What to work on — Wherever the word "AminoAcid" appears in a line of the records, copy that line.
Start of Data extracts
PR #1447, opened 2019-12-22
[TEST] add seqan2 char predicate benchmarks

h-2:


test/performance/core/char_operations/char_predicate_benchmark.cpp
```diff
@@ -26,41 +42,63 @@ static void simple(benchmark::State & state)
...
+//  combined
+// ============================================================================
+
+template <tag id>
 static void combined(benchmark::State & state)
 {
     size_t sum = 0;
     size_t i = 0;
 
-    [[maybe_unused]] auto constexpr mycheck = is_punct || is_upper || is_digit;
```
smehringer: are you sure that storing a variable has no performance difference compared to using it directly?

h-2: Yep!

h-2:
> Can you post the result of the benchmark? :)

It's in master now so you can surprise yourself :)

PR #1448, opened 2019-12-22
[TEST,FIX] Several more benchmarks, minor optimisations

h-2:


h-2:
Jenkins Mac failures are unrelated.

joshuak94:
@h-2 I'm not sure what all of the seqan2 stuff is for... But I'm sure it makes sense!

test/include/seqan3/test/performance/sequence_generator.hpp
```diff
@@ -78,15 +78,21 @@ auto generate_sequence_seqan2(size_t const len = 500,
                               size_t const variance = 0,
                               size_t const seed = 0)
 {
+    size_t max_val;
+    if constexpr (std::unsigned_integral<alphabet_t>)
+        max_val = std::numeric_limits<size_t>::max();
```
rrahn: I can't follow this change. When alphabet_t is an integral then we always use size_t? But that would exceed the max value if alphabet_t is uint32_t? What am I a missing. Also in SeqAn `seqan::ValueSize<uint64_t>::VALUE` returns 0, which should be -1  which should be std::numeric_limits<uint64_t>::max(), or not? Could you elaborate?

test/include/seqan3/test/performance/sequence_generator.hpp
```diff
@@ -78,15 +78,21 @@ auto generate_sequence_seqan2(size_t const len = 500,
                               size_t const variance = 0,
                               size_t const seed = 0)
 {
+    size_t max_val;
```
rrahn:
```suggestion
    size_t max_val{};
```

test/performance/range/container_push_back_benchmark.cpp
```diff
@@ -92,13 +94,78 @@ BENCHMARK_TEMPLATE(push_back, seqan3::bitcompressed_vector, seqan3::aa27);
...
+BENCHMARK_TEMPLATE(push_back2, seqan::String, seqan::Packed<>, seqan::AminoAcid);
+// BENCHMARK_TEMPLATE(push_back2, seqan::String, seqan::Packed<>, seqan::Dna5Q); // broken in SeqAn2
+
+BENCHMARK_TEMPLATE(push_back2, seqan::String, seqan::Array<10'000>, seqan::Dna);
+BENCHMARK_TEMPLATE(push_back2, seqan::String, seqan::Array<10'000>, seqan::Dna5);
+BENCHMARK_TEMPLATE(push_back2, seqan::String, seqan::Array<10'000>, seqan::Iupac);
+BENCHMARK_TEMPLATE(push_back2, seqan::String, seqan::Array<10'000>, seqan::AminoAcid);
+BENCHMARK_TEMPLATE(push_back2, seqan::String, seqan::Array<10'000>, seqan::Dna5Q);
+
+#endif
```
rrahn:
```suggestion
#endif // SEQAN3_HAS_SEQAN2
```

test/performance/range/container_push_back_benchmark.cpp
```diff
@@ -92,13 +94,78 @@ BENCHMARK_TEMPLATE(push_back, seqan3::bitcompressed_vector, seqan3::aa27);
...
+void push_back2(benchmark::State & state)
+{
+    alphabet_t a{};
+
+    for (auto _ : state)
+    {
+        container_t<alphabet_t, spec_t> c;
+        for (size_t i = 0; i < 10'000; ++i)
+            seqan::appendValue(c, a);
+        a = seqan::back(c);
```
rrahn: new line before assignment

test/performance/range/container_push_back_benchmark.cpp
```diff
@@ -92,13 +94,78 @@ BENCHMARK_TEMPLATE(push_back, seqan3::bitcompressed_vector, seqan3::aa27);
...
+// ============================================================================
+
+#if SEQAN3_HAS_SEQAN2
+
+#include <seqan/sequence.h>
+
+template <template <typename...> typename container_t, typename spec_t, typename alphabet_t>
+void push_back2(benchmark::State & state)
+{
+    alphabet_t a{};
```
rrahn:
```suggestion
    alphabet_t alpha{};
```

test/performance/range/container_push_back_benchmark.cpp
```diff
@@ -92,13 +94,78 @@ BENCHMARK_TEMPLATE(push_back, seqan3::bitcompressed_vector, seqan3::aa27);
...
+
+    for (auto _ : state)
+    {
+        container_t<alphabet_t, spec_t> c;
```
rrahn:
```suggestion
        container_t<alphabet_t, spec_t> sequence;
```

test/performance/range/container_seq_read_benchmark.cpp
```diff
@@ -121,24 +128,107 @@ BENCHMARK_TEMPLATE(sequential_read, std::vector, seqan3::dna4, true);
...
+
+#if SEQAN3_HAS_SEQAN2
+
+#include <seqan/sequence.h>
+
+template <template <typename...> typename container_t, typename spec_t, typename alphabet_t, bool const_ = false>
+void sequential_read2(benchmark::State & state)
+{
+    auto cont_rando = seqan3::test::generate_sequence_seqan2<alphabet_t>(10'000, 0, 0);
+    container_t<alphabet_t, spec_t> source = cont_rando;
```
rrahn:
```suggestion
    container_t<alphabet_t, spec_t> sequence{seqan3::test::generate_sequence_seqan2<alphabet_t>(10'000, 0, 0)};
```

test/performance/range/container_seq_read_benchmark.cpp
```diff
@@ -121,24 +128,107 @@ BENCHMARK_TEMPLATE(sequential_read, std::vector, seqan3::dna4, true);
...
+
+    using source_ref_t = std::conditional_t<const_,
+                                            container_t<alphabet_t, spec_t> const &,
+                                            container_t<alphabet_t, spec_t> &>;
+
+    source_ref_t source_ref{source};
```
rrahn:
```suggestion
    source_ref_t sequence_ref{source};
```

test/performance/range/container_seq_read_benchmark.cpp
rrahn: See others as well.

test/performance/range/container_seq_write_benchmark.cpp
```diff
@@ -95,13 +95,64 @@ BENCHMARK_TEMPLATE(sequential_write, seqan3::bitcompressed_vector, seqan3::aa27)
...
+
+#if SEQAN3_HAS_SEQAN2
+
+#include <seqan/sequence.h>
+
+template <template <typename...> typename container_t, typename spec_t, typename alphabet_t>
+void sequential_write2(benchmark::State & state)
+{
+    auto cont_rando = seqan3::test::generate_sequence_seqan2<alphabet_t>(10'000, 0, 0);
+    container_t<alphabet_t, spec_t> source = cont_rando;
```
rrahn: could be simplified here as well.

test/performance/range/container_seq_write_benchmark.cpp
```diff
@@ -95,13 +95,64 @@ BENCHMARK_TEMPLATE(sequential_write, seqan3::bitcompressed_vector, seqan3::aa27)
...
+
+    alphabet_t a{};
```
rrahn: naming

test/performance/range/container_seq_write_benchmark.cpp
```diff
@@ -95,13 +95,64 @@ BENCHMARK_TEMPLATE(sequential_write, seqan3::bitcompressed_vector, seqan3::aa27)
...
+    for (auto _ : state)
+    {
+        for (auto && c : source)
+            c = a;
```
rrahn: DO_NOT_OPTIMIZE?

test/performance/range/container_seq_write_benchmark.cpp
```diff
@@ -95,13 +95,64 @@ BENCHMARK_TEMPLATE(sequential_write, seqan3::bitcompressed_vector, seqan3::aa27)
...
+template <template <typename...> typename container_t, typename spec_t, typename alphabet_t>
+void sequential_write2(benchmark::State & state)
+{
+    auto cont_rando = seqan3::test::generate_sequence_seqan2<alphabet_t>(10'000, 0, 0);
+    container_t<alphabet_t, spec_t> source = cont_rando;
+
+    alphabet_t a{};
+    for (auto _ : state)
+    {
+        for (auto && c : source)
```
rrahn:
```suggestion
        for (auto & c : source)
```
Otherwise the assignment might not be valid if indeed a temporary is returned. Which is never the case but the compiler error would point to the actual issue

test/performance/range/container_seq_write_benchmark.cpp
rrahn: It probably not necessary, but if it has side affects it will be the same as for the other benchmarks? Just a thought.

test/performance/range/views/view_comparison_seq_read_benchmark.cpp
```diff
@@ -0,0 +1,237 @@
...
+
+// ============================================================================
+//  SeqAn3
+// ============================================================================
+
+template <typename rng_t, typename counter_t = size_t>
+void sequential_read_impl(benchmark::State & state, rng_t && range, counter_t && counter = 0)
+{
+    using alphabet_t = std::ranges::range_value_t<rng_t>;
+    alphabet_t a;
```
rrahn:
```suggestion
    alphabet_t alpha{};
```

test/performance/range/container_seq_write_benchmark.cpp
rrahn:
```suggestion
        for (auto && range_value : source)
```

test/performance/range/views/view_comparison_seq_read_benchmark.cpp
```diff
@@ -0,0 +1,237 @@
...
+
+    for (auto _ : state)
+    {
+        for (auto && c : range)
```
rrahn:
```suggestion
        for (auto && range_value : range)
```

test/performance/range/views/view_comparison_seq_read_benchmark.cpp
```diff
@@ -0,0 +1,237 @@
...
+            benchmark::DoNotOptimize(a = c);
+
+        counter = 0;
+    }
+}
+
+template <template <typename> typename container_t, tag id>
+void sequential_read(benchmark::State & state)
+{
+    auto rando = seqan3::test::generate_sequence<seqan3::dna4>(10000, 0, 0);
```
rrahn:
```suggestion
    auto sequence = seqan3::test::generate_sequence<seqan3::dna4>(10000, 0, 0);
```
rando = 🐩 ?

test/performance/range/views/view_comparison_seq_read_benchmark.cpp
```diff
@@ -0,0 +1,237 @@
...
+
+    container_t<seqan3::dna4> seq(rando.begin(), rando.end());
+
+    if constexpr (id == baseline)
+    {
+        sequential_read_impl(state, seq);
+    }
+    else if constexpr (id == slice)
+    {
+        auto long_rando = seqan3::test::generate_sequence<seqan3::dna4>(30000, 0, 0);
```
rrahn: long_rando = 🐕 ?

test/performance/range/views/view_filter_benchmark.cpp
```diff
@@ -0,0 +1,96 @@
...
+}
+
+template <typename fun_t>
+void loop_if(benchmark::State & state, fun_t fun)
+{
+    std::vector<seqan3::dna4> input = seqan3::test::generate_sequence<seqan3::dna4>(10000, 0, 0);
+
+    for (auto _ : state)
+    {
+        std::vector<seqan3::dna4> output;
```
rrahn:
```suggestion
        std::vector<seqan3::dna4> output{};
```

test/performance/range/views/view_filter_benchmark.cpp
```diff
@@ -0,0 +1,96 @@
...
+        for (seqan3::dna4 const c : input)
+            if (fun(c))
+                output.push_back(c);
+        output.clear();
```
rrahn: empty line before clear

test/performance/range/views/view_filter_benchmark.cpp
```diff
@@ -0,0 +1,96 @@
...
+void loop_view(benchmark::State & state, fun_t fun)
+{
+    std::vector<seqan3::dna4> input = seqan3::test::generate_sequence<seqan3::dna4>(10000, 0, 0);
+
+    for (auto _ : state)
+    {
+        std::vector<seqan3::dna4> output;
+        for (seqan3::dna4 const c : input | std::views::filter(fun))
+            output.push_back(c);
+        output.clear();
```
rrahn: empty line before clear

test/performance/range/views/view_filter_benchmark.cpp
```diff
@@ -0,0 +1,96 @@
...
+}
+
+template <typename fun_t>
+void loop_view(benchmark::State & state, fun_t fun)
+{
+    std::vector<seqan3::dna4> input = seqan3::test::generate_sequence<seqan3::dna4>(10000, 0, 0);
+
+    for (auto _ : state)
+    {
+        std::vector<seqan3::dna4> output;
```
rrahn:
```suggestion
        std::vector<seqan3::dna4> output{};
```

test/performance/range/views/view_filter_benchmark.cpp
```diff
@@ -0,0 +1,96 @@
...
+}
+
+template <typename fun_t>
+void copy_view(benchmark::State & state, fun_t fun)
+{
+    std::vector<seqan3::dna4> input = seqan3::test::generate_sequence<seqan3::dna4>(10000, 0, 0);
+
+    for (auto _ : state)
+    {
+        std::vector<seqan3::dna4> output;
```
rrahn:
```suggestion
        std::vector<seqan3::dna4> output{};
```

test/performance/range/views/view_filter_benchmark.cpp
```diff
@@ -0,0 +1,96 @@
...
+
+#include <benchmark/benchmark.h>
+
+#include <seqan3/alphabet/all.hpp>
+#include <seqan3/std/ranges>
+#include <seqan3/test/performance/sequence_generator.hpp>
+
+/** This benchmarks evaluates views::filter against other forms of filtering **/
+
+auto const happy  = [] (seqan3::dna4 const c) { return c.to_rank() < 42; }; // always true
```
rrahn:
```suggestion
auto const always_true  = [] (seqan3::dna4 const c) { return c.to_rank() < 42; }; // always true
```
End of Data extracts
Problem solution —
+BENCHMARK_TEMPLATE(push_back2, seqan::String, seqan::Packed<>, seqan::AminoAcid);
+BENCHMARK_TEMPLATE(push_back2, seqan::String, seqan::Array<10'000>, seqan::AminoAcid);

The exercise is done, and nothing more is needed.